TilliT-Digital-Workflow-Industry-5.0-1

Digital work order management plays an active role in enhancing human efficiency.

Connected frontline workers enabled by digital work order management provide an end-to-end cause-and-effect management process in your factory to maximize human efficiency, ensuring critical tasks across every order are completed along the way.

Retaining knowledge during the ‘Great Resignation’

In June and July 2022, the manufacturing industry saw almost 700,000 Americans walk away from industry roles (or more likely change to a new company) in a phenomenon widely known as the ‘Great Resignation’, creating a significant knowledge drain in most companies.

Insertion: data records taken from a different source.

PR #2230, opened 2021-06-04
Remove dev dependencies and src from Docker builds

eatyourgreens:
Add a second stage to the Docker build. The second stage takes the packages built by the first stage and builds a new image from them. The new image has a production install of `node_modules` (no dev dependencies) and deletes source code from the built packages. Removing dev dependencies shaves ~500MB off the final image size.

The build is loosely based on [the NextJS Docker example](https://nextjs.org/docs/deployment#docker-image), adapted for our monorepo.

# Review Checklist

## General

- [ ] Are the tests passing locally and on Travis?
- [ ] Is the documentation up to date?

## Components
- [ ] Has a storybook story been created or updated?
- [ ] Is the component accessible? 
  - [ ] Can it be used with a screen reader? [BBC guide to testing with VoiceOver](https://bbc.github.io/accessibility-news-and-you/accessibility-and-testing-with-voiceover-os.html)
  - [ ] Can it be used from the keyboard? [WebAIM guide to keyboard testing](https://webaim.org/techniques/keyboard/#testing)
  - [ ] Is it passing accessibility checks in the storybook?

## Apps

- [ ] Does it work in all major browsers: Firefox, Chrome, Edge, Safari?
- [ ] Does it work on mobile?
- [ ] Can you `yarn panic && yarn bootstrap` or `docker-compose up --build` and app works as expected?

## Publishing

- [ ] Is the changelog updated?
- [ ] Are the dependencies updated for apps and libraries that are using the newly published library?

## Post-merging

- [ ] Did the app deploy to https://frontend.preview.zooniverse.org/projects/:project-name/:owner or https://frontend.preview.zooniverse.org/about?
- [ ] Is the new feature working or bug now fixed?
  - [ ] Is there a Talk or blog post written to announce the new feature(s)?
- [ ] Is the design working across browsers (Firefox, Chrome, Edge, Safari) and mobile?
  - [ ] Is this approved by our designer?
- [ ] Is this ready for production deployment?

PR #2309, opened 2021-07-16
Docker build and compose improvements

camallen:

This PR attempts to improves the docker build process for development / persistent CI machines by adding in a docker build cache volume for the yarn install steps. 

by using a docker build cache - a local volume for caching the yarn install artifacts - the cached data is not persisted in the resulting image but is available on the build system (VM / dev machine etc) for re-use across builds. Thus the build system doesn't have to rebuild the yarn system each build - in theory this speeds up these steps across the docker builds. Note this doesn't help for ephemeral VM systems like GH actions but is useful for system like out jenkins CI and our development machines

Skills and knowledge are just as susceptible to depreciating as physical assets if the right systems aren’t in place, and manufacturers still working without structured processes and tools that support key frontline staff may get left behind. Creating and revising paper-based SOPs and onboarding operators can take months, only for that knowledge to be lost due to high turnover rates.

Within a digital platform such as TilliT, manufacturers can capture the knowledge of their best employees in a task-oriented workflow. It effectively acts as a co-pilot, guiding everyone from the newest to most experienced employees on best practices, providing a safeguard for when processes, machinery, or staff change, and ensuring knowledge isn’t lost if a key team member leaves.

Increasing resilience and business continuity will be important as the upward trend of monthly turnover data continue to rise following a brief reprieve in 2020 as workers embraced job security during the height of the pandemic.

Digital manufacturing operations: optimizing people

Small and medium-sized enterprises make up the vast majority of all U.S. businesses. Until advanced robots are available and affordable for all SMEs people are here to stay, and some processes may never be replaced by automation and robotics.

Unlocking human efficiency by synchronizing processes, machinery, and people is digitalizing reimagined. Rather than looking for ways to replace the human presence in our factories with technology, let’s shift our thinking towards embracing technology that supports people.